[Dataset entries]
--------------------

PR #733, opened 2025-06-18
Fix Coveralls

nate-kean:
## Description

Several things were leading to an incorrect coverage number:
1. The `--cov` argument to pytest was not being generated properly. It is possible that what did this used to work and was broken in a Python update. This is 0f5359e
2. Some changes were still left to be made to make RAiDER fully compatible with the new CDS API, specifically when it came to `setup_from_env()`, which the CircleCI runner uses. Those updates were assigned to me, so this one is my bad. Fixed in 7d6b109
3. After (1) was fixed, pytest began having a different problem where test runs would end with a warning saying "no data was collected". Running coverage.py through pytest-cov instead of directly fixed this. I must admit, I don't know why this fixes it, but pytest-cov does give a "slightly different `sys.path`", so that is my guess. Fixed in 20258d

## Motivation and Context

This change will correct RAiDER's test coverage number to more accurately reflect the number of lines of project code the test suite is testing. The benefits of that include awareness of what parts of the code are yet not verified to be correct and a greater and greater confidence in the correctness and robustness of the program over time.

## How Has This Been Tested?

Testing for this kind of change happens mostly in comparing the outputs of the CI runners to what they were producing previously.
### Fixes in build process
The project's build output used to show an error relating to setting up the command to run pytest, as seen [here](https://app.circleci.com/pipelines/github/dbekaert/RAiDER/2063/workflows/c49c77b7-505d-4551-be43-4a01a97eaead/jobs/3286) (Run Unit Tests, line 1643) (from #728).  
image
The build reports in this PR no longer have that error.

### Fixes in Coveralls report
The project's coverage reading used to be erroneously based off the number of lines covered in `test/`, as can be found here](https://coveralls.io/builds/74178366). Now, coverage readings are generated with respect to `RAiDER/tools/`, as can be found [here](https://coveralls.io/builds/74226516), which means coverage is now counting the actual project code, and not other folders.

Before
image

After! :)
image

## Type of change

## Checklist:


nate-kean:
Comment on the failing checks:
1. The drastic coverage/coveralls change is to be expected, since coveralls is now checking `tools/RAiDER/` instead of `test/` and `.circleci/`, as it was before.
2. ~~build-3.9 failed because it timed out installing the conda environment. Although, it has been _reliably_ timing out for me lately... that might be another issue?~~ build 3.9 failure is now #739

jlmaurer (approved):

PR #743, opened 2025-06-25
Use DAP4 where possible, suppress warning otherwise

### LINKED ISSUE #736: UserWarning: PyDAP was unable to determine the DAP protocol defaulting to DAP2
**Describe the bug**
Use of HTTPS instead of DAP2 or DAP4 as the protocol for URLs opened in pydap throws this warning.
```
... pydap/handlers/dap.py:134: UserWarning: PyDAP was unable to determine the DAP protocol defaulting to DAP2.
DAP2 is consider legacy and may result in slower responses. 
Consider replacing `http` in your `url` with either `dap2` or `dap4` to specify the DAP protocol
(e.g. `dap2://<data_url>` or `dap4://<data_url>`).  For more 
information, go to https://www.opendap.org/faq-page.
```

Unfortunately, trying to use dap2 or dap4 when accessing data from opendap.nccs.nasa.gov, as we do, causes a myriad of strange errors within pydap. First, it can't find the file, then if it does it fails to parse due to malformed XML, and then even if you fix that, the data in the response still is not structured the way pydap expects. Unless this is user error on my part, this may be a problem that could only be fixed through changes to pydap or switching to an alternative.

**To Reproduce**
```py
import pydap.client
url = 'https://opendap.nccs.nasa.gov/dods/GEOS-5/fp/0.25_deg/assim/inst3_3d_asm_Nv'
pydap.client.open_url(url)
```

 - RAiDER git tag: dev [b837793](https://github.com/dbekaert/RAiDER/commit/b837793e2a74254894dcd32b6e46aebbeb48fd72)
 - OS: Linux 6.6.87.2-microsoft-standard-WSL2x86_64

**Additional context**
Add any other context about the problem her

nate-kean:
## Description

1. Changes the template for MERRA2 URLs to use DAP4, since the data store MERRA2 uses gives OPeNDAP responses that pydap is able to handle.
2. Suppresses warnings from pydap while fetching GMAO data, since the data store GMAO uses gives OPeNDAP responses that pydap can't handle.

## Motivation and Context

Resolves #736, in which pydap throws warnings when requesting data using HTTPS instead of DAP2 or DAP4; with these changes, RAiDER no longer emits this warning.

It turns out that we can use DAP4 for MERRA2 without issue, but GMAO's data store and pydap do not work together when using either DAP protocol, so continuing to use HTTPS and suppressing the warning is the best we can do.

## How Has This Been Tested?

No new tests needed to be added, and all existing tests continue to pass.

## Type of change

## Checklist:


jlmaurer:
@garlic-os this seems to have some changes that have already been incorporated and doesn't seem to show the full changelog. Can you just check that this correctly rebased on the current dev branch? Thanks!

nate-kean:
That's funny, the line I added had [disappeared](https://github.com/dbekaert/RAiDER/pull/743/commits/d3dfebdad798705eb730a9a0a65cd73bc9550737) from this PR's commit history... wrote it back again.

jlmaurer (approved):

PR #751, opened 2025-08-01
Fix for ERA-5 API change

### LINKED ISSUE #750: [BUG] Change to ERA-5 API causing ERA-5 runs to fail
**Describe the bug**
Runs using ERA-5 are failing with a NoWeatherModelData error. Digging deeper, the underlying cause of this exception is that `RAiDER.models.ecmwf._makeDataCubes` is failing while trying to access `t`, because the received dataset has stopped containing `t` or `q`:  
https://github.com/dbekaert/RAiDER/blob/43d4036/tools/RAiDER/models/ecmwf.py#L324

It turns out that the Climate Data Store has changed the behavior/data RAiDER receives from a request for ERA-5 reanalysis data, and now datasets that used to contain `lnsp`, `z`, `t`, and `q`, at model levels 1-137 now only contain `lnsp`, `z`, at just model level 1. I have found out that you can still get `t` and `q` (at all 137 levels) if you request them separately.

The ECMWF has documentation on this: [ERA5: compute pressure and geopotential on model levels, geopotential height and geometric height](https://confluence.ecmwf.int/display/CKB/ERA5%3A+compute+pressure+and+geopotential+on+model+levels%2C+geopotential+height+and+geometric+height). It indicates that now we indeed have to request `lnsp` and `z` separate from `t` and `q`, and we must compute `z` at all levels beside surface level ourselves.

**To Reproduce**
Configuration to reproduce in a full run:
```yaml
weather_model: ERA5
date_group:
  date_start: "20200103"
time_group:
  time: "23:00:00"
aoi_group: 
  lat_file: "test/scenario_1/geom/lat.dat"
  lon_file: "test/scenario_1/geom/lon.dat"
los_group:
  zref: 20000
```
Throws NoWeatherModelData.

 - RAiDER git tag: [43d4036](https://github.com/dbekaert/RAiDER/commit/43d40361342210143c43a0f58a2f1782c1f3e721)

nate-kean:
## Description

(Fixes #750)  
Modifies the fetch routine for ERA-5 to:
1. request lnsp/z separate from t/q, and
2. compute z for all model levels ourselves.

## Type of change

## Checklist:


nate-kean:
Here is a fix for the "model levels" level type. Untested for pressure levels and not incredibly efficient (there are some calculations that are being done multiple times unnecessarily), but I'm pushing this out due to the urgency of this issue. If this is merged in its current state I will file another pull request later with more tests and optimization.

tools/RAiDER/delay.py
```diff
@@ -73,8 +73,8 @@ def tropo_delay(
             wm_proj = CRS.from_epsg(4326)
 
     # get heights
-    with xr.load_dataset(weather_model_file) as ds:
-        wm_levels = ds.z.values
+    with xr.open_dataset(weather_model_file) as ds:
```
jlmaurer: @nate-kean is this a breaking change in xarray or just a different way to load data?

tools/RAiDER/interpolator.py
```diff
@@ -156,13 +156,14 @@ def interpolate_elevation(dem_path: Union[Path, str], x: np.ndarray, y: np.ndarr
     Interpolates elevation values from a DEM to scattered points.
```
jlmaurer: I'd recommend pulling out the files that are purely formatting issues and submitting those in a separate PR.

tools/RAiDER/losreader.py
```diff
@@ -71,6 +71,8 @@ def is_Projected(self):
     def ray_trace(self):
```
jlmaurer: Same thing here. We can very quickly submit these as a separate PR just for formatting and typo changes.

tools/RAiDER/models/era5t.py
```diff
@@ -4,14 +4,14 @@
```
jlmaurer: Same thing here in terms of formatting. you don't want to have too many lines of code changed in one PR.

jlmaurer (changes requested):

tools/RAiDER/delay.py
nate-kean: This is actually mostly an optimization. `load_dataset` and `open_dataset` work the same, but `open` lazy loads the data, which in places where only a small part of a large dataset is being used, this can save a lot of memory.

jlmaurer (approved):
LGTM

PR #757, opened 2025-08-14
Switch to micromamba to fix CircleCI timeout

nate-kean:
## Description

Fixes two problems that were preventing the CircleCI runners from passing/were causing them to time out:
1. **Problem:** A mysterious configuration issue began occurring while trying to run mamba commands. This happened from no change on our end, and appears to be caused by an update to MiniForge mamba.  
**Solution:** Switched to micromamba. This turns out to be the preferred conda/mamba flavor for automated runners because it is extremely simple and downloads and installs very fast. It also does not suffer from the problem that we were experiencing with MiniForge mamba. We continue to use only the `conda-forge` channel, as micromamba comes preconfigured with just it.
2. **Problem:** The "Create RAiDER environment" step was attempting to activate the RAiDER environment before it had been created, through the profile.d script.  
**Solution:** Delayed adding the line to activate the RAiDER environment to after it is created, so the runner only starts to attempt to activate it in the steps after when it has been created.

## Motivation and Context

Fixes the problem that has been occurring in our CI builds lately that has caused them all to fail or time out. After this is merged, we will want to re-run the CI tests for recent pull requests that were failing.

## How Has This Been Tested?

The `ci/circleci` checks in this PR are now passing.

## Type of change

## Checklist:

### DIFF
--- a/.circleci/config.yml
+++ b/.circleci/config.yml
@@ -33,10 +33,9 @@ jobs:
           shell: /bin/bash -xl
           command: |
             PYTHON_VERSION="<< parameters.python-version >>"
-            sed -i "/python>=/c\ - python=${PYTHON_VERSION}" environment.yml
             # Create RAiDER enivronment
-            micromamba env create --yes -f environment.yml
-            # Activate the RAiDER env for the rest of this script's steps
+            micromamba env create --yes -f environment.yml python=${PYTHON_VERSION}
+            # Activate the RAiDER env for the rest of the script's shells
             echo "micromamba activate RAiDER" >> /etc/profile.d/mamba-raider-circleci.sh
 
       - run:
--- a/.circleci/config.yml
+++ b/.circleci/config.yml
@@ -12,21 +12,20 @@ jobs:
       - checkout
 
       - run:
-          name: Install MiniForge
+          name: Install micromamba
           shell: /bin/bash -xl
           command: |
             apt update --yes && apt upgrade --yes
             apt install --yes --no-install-recommends wget ca-certificates git
 
-            cd ${HOME}
-            wget -O Miniforge3.sh \
-              "https://github.com/conda-forge/miniforge/releases/latest/download/Miniforge3-$(uname)-$(uname -m).sh"
-            bash Miniforge3.sh -b -p "${HOME}/conda"
-
-            # Put mamba's shell init into a profile.d file, in order to activate
-            # it even in non-interactive terminals
-            "${HOME}/conda/bin/mamba" shell hook --shell bash --root-prefix "${HOME}/conda" \
-              > /etc/profile.d/mamba-raider-circleci.sh
+            # Put micromamba's shell init script into a profile.d file instead
+            # of .bashrc, in order to activate it even in CircleCI's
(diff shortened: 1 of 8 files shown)


jlmaurer:
@nate-kean thanks for this!
@jhkennedy @dbekaert do you see any issues with pinning major versions? The idea is to speed up package resolving and prevent breaking changes from coming into RAiDER without being able to address them first.

jhkennedy:
> do you see any issues with pinning major versions? 

@jlmaurer yes, pinning major version guarantees RAiDER will break in the future, and is generally considered a bad practice, e.g., https://iscinumpy.dev/post/bound-version-constraints

And pinning the development environment here, but not the package dependencies, will mean you won't follow the typical user install path and miss dependency issues that users will hit. 

Generally, if you want a known working environment, tools like conda-lock and pixi are designed to give you a locked environment you can use for that. You should still have an unlocked testing workflow so you hit user issues in CI though. 

Unfotunately, there isn't a good way to automatically open PRs to update dependencies in conda/pixi lock files like dependabot does, which would be the right way to provide a locked environment and ensure you're seeing dependency issues as they appear, but there is a workaround for pixi:
https://pixi.sh/latest/integration/ci/updates_github_actions/

It's _fine_ short term to add major upper-bounds to the dev environment, but you it should be a _very_ short term. Ideally, in order of importance:
* `pyproject.toml` and, if provided, `environment.yml` would list dependencies and only exclude _known incompatibilities_. With core conda dependencies, pixi is the best way to provide this
* a lockfile that provides a known working environment
* a CI tool that opens PRs to test new dependency and upadate the lock file
* CI that regularly tests the minimum bounds of dependencies to make sure check the lower bounds and find new incompatibilities

nate-kean:
Wow, you bring up a lot of good points I didn't consider. You have convinced me, I shouldn't have added these upper bounds where we don't need them. Thanks for your input, @jhkennedy, I will remove the upper bounds I added.

jlmaurer:
@nate-kean I think you can rebase on dev and hopefully that last test will pass. I think #759 and/or #760 updated the `test_GUNW` test.

nate-kean:
Yes, I have done that. But now the runners are taking over an hour again. I'm starting to doubt whether my changes made any difference...

nate-kean:
New upper bounds removed. I also had to make a couple fixes to tests to make all the tests pass. The tests in question even failed for me on dev, so I suspect it may have been upstream changes in dependencies which only started applying to me after I had reinstalled/updated my environment for this PR.

But now the CircleCI runners are taking over an hour to solve their environment again sometimes. It's making me wonder if these bouts of slowdowns are even being caused by us, especially since they have historically started after changes that shouldn't affect environment creation at all, and "solved" themselves after just trying again in a week. I might split these test fixes into their own pull request and close this one, because it doesn't appear to have really fixed the issue.

I am considering a new approach now: add a lock file ([conda/conda-lock](https://github.com/conda/conda-lock)) to the project, and the dependency solutions for each Python version we test will be computed ahead of time and no longer have to be done by the CircleCI runners.

nate-kean:
Closing; moved progress to #762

--------------------

Find every line above where the word "UserWarning" occurs, and copy that line.

### LINKED ISSUE #736: UserWarning: PyDAP was unable to determine the DAP protocol defaulting to DAP2
... pydap/handlers/dap.py:134: UserWarning: PyDAP was unable to determine the DAP protocol defaulting to DAP2.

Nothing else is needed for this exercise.